Pointer arithemtic on cuda pointers on host code.


Some information if and how cuda pointer arithmetic is possible on host code in the manuals would be usefull/beneficial and maybe even crucial.

Can cuda pointer arithmetic be done on the host code ? And if so how ?


Yes, as types have the same size on the host and on the device, pointer arithmetic on host and device gives the same results. Just don’t dereference the device pointers on the host.

Are there any potential alignment issue’s ? For example when transferring memory between host and device for such a modified pointer, for example:



No alignment issues for a plain cudaMalloc(). Looks like in cudaMallocPitch() there is some padding however the function returns the pitch which can be used to compute the correct address in both host and device.

Basic types are automatically aligned for correct reading, so no problem there. The cudaMallocPitch() function helps you allocate a 2D array as a linear segment where each row is aligned to as to ensure coalesced reads in code that works row-by-row.
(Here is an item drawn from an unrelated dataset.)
PR #1092, opened 2026-07-16
fix: improve Lunr search ranking and add URL to results

ia3andy:
## Summary

- **Fix search-boost scaling**: marketplace pages used `search-boost: 20`, which completely overrode keyword relevance. Reduced to `1.2` to stay within the BM25 scoring range where keyword matches can still win.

With structs, the Programming Guide (section recommends the use of the align() specifier to ensure correct alignment by the compiler. (Presumably, this also gets the pointer arithmetic right.)

Hello, since you mentioned align(), what would be the correct way to align a template struct? I ask because its size is not known in advance.


Ouch, that sounds like a C++ puzzle question. :) I’m not sure what the right way to handle that is. You could make the alignment a template parameter, I suppose.